The fourth paradigm of senior machine learning architect Tu Weiwei told geek park that AlphaZero has breakthroughs and limitations:

First, DeepMind The core of this thesis is to prove the versatility of the AlphaGo Zero strategy on the chess problem; there is no special highlight in the method. AlphaZero is actually an extended version of AlphaGo Zero strategy from Go to other similar board games, and beats the other technology based board game AI. They were the best before.

Second, AlphaZero is only a "universal" engine for similar board games that have a well-defined and perfect information game. AlphaZero will still face difficulties for more complex other issues.

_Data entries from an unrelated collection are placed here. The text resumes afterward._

Issue #524, opened 2016-05-25
Does django-reversions support Oauth2 token?


bmarika:
First of all thanks for the awesome lib.

I am using the django reversion middle ware in my application and I noted that at some point all the ``version[i].revision.user`` was None. Then it hit me that I had switched to token based authentication when I saw the line https://github.com/etianen/django-reversion/blob/master/src/reversion/middleware.py#L33
I did a quick fix by removing the session related checks since on searching the repo, it was only being used at that point. Everything worked well.

What are the implications of removing the session related checks? Can we remove them so as to work seamlessly with token authentication?

PR #525, opened 2016-05-25
Remove session checks to allow for a token authenticated user to be set.

bmarika:


bmarika:
Resolves https://github.com/etianen/django-reversion/issues/524

src/reversion/middleware.py
```diff
@@ -29,9 +29,7 @@ def _close_revision(self, request):
 
     def process_response(self, request, response):
         """Closes the revision."""
-        # look to see if the session has been accessed before looking for user to stop Vary: Cookie
-        if hasattr(request, 'session') and request.session.accessed \
-                and hasattr(request, "user") and request.user is not None and request.user.is_authenticated() \
+        if hasattr(request, "user") and request.user is not None and request.user.is_authenticated() \
```
etianen: Are we absolutely certain that this won't result in the session being accessed?

I was actually wondering about making the check simply inspect request.method, and set the user if it's a POST, PATCH or PUT request. It's simpler, and mutating methods shouldn't suffer from losing the cache.

bmarika:
@etianen Am also not sure on whether the session will be accessed.  Let me make the change and check for the request.method

etianen:
Thanks! Just merged!

PR #528, opened 2016-05-31
Additional Primary Key Tests

mshannon1123:
Pulled over the primary key tests if you would like them.


etianen:
Thanks! I'm actually in the process of performing a major cleanup of the tests in the refactor branch, so these probably won't exist for very long, but they're a good verification of the current codebase.

mshannon1123:
haha oh well!   I saw you implemented tox, it worked well locally, might want to note that users will need to install postgresql and mysql to run it.

etianen:
Good point!

PR #532, opened 2016-06-08
many api has moved from reversion to reversion.revisions

whitekid:


etianen:
Not in the master branch, which is what the current docs are referring to. :)

However, I can see this is going to cause confusion, so I've stuck the docs for 1.10.3 up as the default version. It should redirect you to the 1.10.3 docs when you visit the site now.

https://django-reversion.readthedocs.io

Issue #541, opened 2016-06-16
Only run de_dupe_version_table (migration 3) if setting the field to unique fails


blueyed:
`de_dupe_version_table` is a very heavy query, and might not be necessary, if the UNIQUE from migration 4 would work right away.

It would be great if it could be skipped and/or optimized in general.

```sql
EXPLAIN SELECT "reversion_version"."id" FROM "reversion_version" WHERE NOT ("reversion_version"."id" IN (SELECT MAX(U0."id") AS "max_pk" FROM "reversion_version" U0 GROUP BY U0."revision_id", U0."content_type_id", U0."object_id")) ORDER BY "reversion_version"."id" DESC
```

```
Index Only Scan using reversion_version_pkey on reversion_version  (cost=242852.85..10696466083.66 rows=566583 width=4)"
  Filter: (NOT (SubPlan 1))"
  SubPlan 1"
    ->  Materialize  (cost=242852.42..261204.41 rows=210561 width=16)"
          ->  GroupAggregate  (cost=242852.42..259122.61 rows=210561 width=16)"
                Group Key: u0.revision_id, u0.content_type_id, u0.object_id"
                ->  Sort  (cost=242852.42..245685.34 rows=1133166 width=16)"
                      Sort Key: u0.revision_id, u0.content_type_id, u0.object_id"
                      ->  Seq Scan on reversion_version u0  (cost=0.00..109532.66 rows=1133166 width=16)"
```

PR #542, opened 2016-06-16
do not do heavy queries if no objects would be deleted anyway

mathiasertl:
As mentioned in #541, de_dupe_version_table in migration 0003 is very heavy. At least in my case, it turned out that the query wasn't necessary at all:

```
>>> from reversion.models import Version
>>> from django.db import models
>>> keep_version_ids = Version.objects.order_by().values_list(
        # Group by the unique constraint we intend to enforce.
        "revision_id",
        "content_type_id",
        "object_id",
    ).annotate(
        # Add in the most recent id for each duplicate row.
        max_pk=models.Max("pk"),
    ).values_list("max_pk", flat=True)
>>> keep_version_ids.count()
806866
>>> Version.objects.all().count()
806866
```

The subsequent statement is what takes so incredibly long, so this pull request would be a significant speedup in this case (I don't know how likely this is, but at least it was true for me)

### DIFF
--- a/reversion/migrations/0003_auto_20160601_1600.py
+++ b/reversion/migrations/0003_auto_20160601_1600.py
@@ -21,11 +21,9 @@ def de_dupe_version_table(apps, schema_editor):
         # Add in the most recent id for each duplicate row.
         max_pk=models.Max("pk"),
     ).values_list("max_pk", flat=True)
-
     # Do not do anything if we're keeping all ids anyway.
     if keep_version_ids.count() == Version.objects.all().count():
         return
-
     # Delete all duplicate versions. Can't do this as a delete with subquery because MySQL doesn't like running a
     # subquery on the table being updated/deleted.
     delete_version_ids = list(Version.objects.exclude(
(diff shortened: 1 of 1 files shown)


reversion/migrations/0003_auto_20160601_1600.py
```diff
@@ -21,6 +21,11 @@ def de_dupe_version_table(apps, schema_editor):
         # Add in the most recent id for each duplicate row.
         max_pk=models.Max("pk"),
     ).values_list("max_pk", flat=True)
+
+    # Do not do anything if we're keeping all ids anyway.
+    if keep_version_ids.count() == Version.objects.all().count():
+        return
+
```
etianen: Looks like a very sensible optimization. Can I be picky and ask for the whitespace around the newlines to be removed to match the rest of the style? Then I'll merge right away.

mathiasertl:
done! my local migration has been running for over an hour now -.-

etianen:
Nice. It's annoying that the de-duping needed to be done in the first place, as that unique constraint should have been enforced at the software level since the beginning of the project.

Just goes to show the usefulness of db-level constraints.

New users just get the squashed migration, anyway, so this is a temporary problem.

blueyed:
Thanks!

PR #552, opened 2016-07-08
Feature : custom User model

GuillaumeCisco:


etianen:
Thanks for the pull request!

Unfortunately, setting this to anything other than AUTH_USER_MODEL will break the admin integration, revision middleware and revision view helpers. I don't think it belongs in django-reversion,

If you want to associate a non-admin user model with a revision, consider using the add_meta() feature:

https://django-reversion.readthedocs.io/en/stable/api.html#revision-api

PR #561, opened 2016-07-25
Missing database index on object_id!

aidanlister:
There's a missing index on object_id, this is creating a sequential scan instead of an index lookup when grabbing all reversions for an object: http://share.aidanlister.com/gmPY

### DIFF
--- a/reversion/models.py
+++ b/reversion/models.py
@@ -155,6 +155,7 @@ class Version(models.Model):
     object_id = models.CharField(
         max_length=191,
         help_text="Primary key of the model under version control.",
+        db_index=True,
     )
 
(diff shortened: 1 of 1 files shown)


etianen:
How are you generating that query? The built-in revision lookup API methods all include a filter on the `db` column too, allowing this unique index to kick in:

https://github.com/etianen/django-reversion/blob/master/reversion/models.py#L267

etianen:
Actually, that query plan is from an old version of django-reversion. The object_id_int column no longer exists!

aidanlister:
Oh, sorry! Yes we're using an old version.

etianen:
Phew!

PR #48, opened 2019-09-10
Flatten `dm` to wide table

### LINKED ISSUE #13: Multi-joins
with `cdm_join_tbl()` we are able to join two tables of a `dm` which share a direct link (FK).

what if we want to join a further table from the same `dm` in a second step etc.?

A solution would be a new function, which wraps `cdm_join_tbl()` and then returns the original `dm`, but with the result of the join as an additional table. This way, there would be the possibility of adding a secondary join to this table in the pipeline.

Questions would be: 
- what will the PK of the new table be (depends probably on the type of the join and the type of the relation between the joined tables)?
- how to determine the FKs from and to the newly created table?

TSchiefer:
Function `cdm_flatten()`:
1. Applies all filters
2. Disambiguates columns
3. Renames all FK columns so they match the corresponding PK columns
4. Finds an order for joining all tables together
5. Joins all tables together

Mind that this branch is based on https://github.com/krlmlr/dm/tree/f-disambiguate

Closes #13


R/flatten.R
```diff
@@ -0,0 +1,118 @@
...
+  clean_dm <- cdm_apply_filters(dm) %>%
+      cdm_disambiguate_cols(sep = sep, quiet = TRUE) %>%
+      adapt_fk_cols()
+  g <- create_graph_from_dm(clean_dm, directed = TRUE)
+  filtered_tables <- clean_dm %>% cdm_get_tables()
+
+  # chose a "child table" (only outgoing FKs) as a start (otherwise we might
+  # end up with empty rows, if "parent/dim table" contains PK values that are
+  # not present in child table (we might anyway though, depending on `join`-type))
+  initial_LHS_name <- g %>%
```
krlmlr: `names(igraph::topo_sort(g))[[1]]` -- let's reserve the pipe for data frame manipulations.

(What do we do with a `dm` with zero tables?)

R/flatten.R
```diff
@@ -0,0 +1,118 @@
...
+    igraph::topo_sort() %>%
+    names() %>%
+    pluck(1)
+  initial_LHS <- filtered_tables[[initial_LHS_name]]
+
+  # each next table needs to be accessible from the former table; this is not ensured by `topo_sort()`
+  # we achieve this with a breadth-first-search (BFS)
+  order <- igraph::bfs(g, initial_LHS_name) %>%
```
krlmlr: I think a depth-first search (`igraph::dfs()`) is a slightly better choice here, because it would leave the chains intact.

R/flatten.R
```diff
@@ -0,0 +1,118 @@
...
+    extract2("order") %>%
+    names()
+
+  # early return in case of only one table...
+  if (length(order) == 1) return(initial_LHS)
```
krlmlr: The zero-table dm is the important corner case here, `length(order)` should be handled transparently.

R/flatten.R
```diff
@@ -0,0 +1,118 @@
...
+  # since we want to work with `reduce2()`, the `.init`-parameter is the first table
+  # in `order` and the next table is always the join partner
+  ordered_table_list <- filtered_tables[order] %>%
+    extract(2:length(order))
+
+  # get the right column names for each join (should all be adapted by `adapt_fk_cols()`)
+  by <- get_by_for_flatten(clean_dm, order)
```
krlmlr: Can we make use of the edge list optionally returned by `igraph::dfs()` ?

tests/testthat/test-flatten.R
```diff
@@ -0,0 +1,9 @@
+test_that("`cdm_flatten()` does the right thing", {
```
krlmlr: Can you please add a test for a one-table dm and a zero-table dm?

R/flatten.R
```diff
@@ -0,0 +1,118 @@
...
+#' @return A wide table resulting of consecutively joining all tables together.
+#'
+#' @examples
+#' cdm_nycflights13() %>%
+#' cdm_select_tbl(-weather) %>%
+#' cdm_flatten()
+#'
+#' @export
+cdm_flatten <- function(dm, join = left_join, sep = ".") {
+  if (!are_all_vertices_connected(create_graph_from_dm(dm), src_tbls(dm))) {
```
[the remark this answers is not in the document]
TSchiefer: as discussed, I will write a comment

R/flatten.R
TSchiefer: Guess in the result the only difference would be the order of the columns. But you are right, the order will most likely make more sense thematically with DFS.

R/flatten.R
```diff
@@ -0,0 +1,118 @@
...
+  # we achieve this with a breadth-first-search (BFS)
+  order <- igraph::bfs(g, initial_LHS_name) %>%
+    extract2("order") %>%
+    names()
+
+  # early return in case of only one table...
+  if (length(order) == 1) return(initial_LHS)
+  # since we want to work with `reduce2()`, the `.init`-parameter is the first table
+  # in `order` and the next table is always the join partner
+  ordered_table_list <- filtered_tables[order] %>%
```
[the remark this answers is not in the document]
TSchiefer: Do you want the line `if (length(order) == 1) return(initial_LHS)` to be removed? (just asking, because if it stays the code below doesn't matter anyway in case of just one table)

R/flatten.R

Earlier, when Ryukyu Sun Jian interpreted AlphaGo Zero, he said, “Fortified learning can be extended to many other fields and it is not so easy to use it in the real world. For example, reinforcement learning can be used to research new drugs and new drugs. The structure needs to be searched. After the search, it is made into medicine. Then how to really test the medicine is effective. This closed-loop cost is very expensive and very slow. It is very difficult for you to make it as simple as playing chess."

Third, AlphaZero also needs a lot of computing resources to solve the relatively "simple" chess problem, and the cost is very high. According to geek parks, DeepMind stated in the paper that they used 5000 first-generation TPUs to generate self-playing games and used 64 second-generation TPUs to train neural networks. Previously, some experts said to a certain media that although the performance of the TPU is amazing, the cost will be very high. Some investors of an international venture capital organization have also made friends in this circle. One of the words is: "This expensive chip, I just look at..."

Fourth, the current AlphaZero may be a distance away from "Go God" on Go. Winning people does not represent God. The current network structure and training strategy are not optimal. Actually, it is worth further study.

Although there are certain limitations, its application scenarios are worth digging. There are many other research areas worth paying attention to in the direction of research that makes machine learning more general, such as AutoML, migration learning, and so on. At the same time, how to further obtain a more general AI engine at a lower cost (computational cost, domain expert cost) and make AI more valuable in practical applications is also worthy of attention.

Drip trips are a special area. According to geek parks, DJs use artificial intelligence technology to match drivers and passengers from unreasonable straight-line distances (possibly across rivers) to assignments. Passengers with the least time spent on cars experienced a lot of technical optimization. They also encountered problems and worked hard for them: When training artificial intelligence systems, technologies such as GPU clusters can be used. However, when drivers and passengers are matched, real-time performance is required and configuration is reduced. Therefore, how to ensure accuracy is also a research. Staff has been exploring the issue.

But Tu Weiwei affirmed DeepMind's efforts in the direction of "universal artificial intelligence."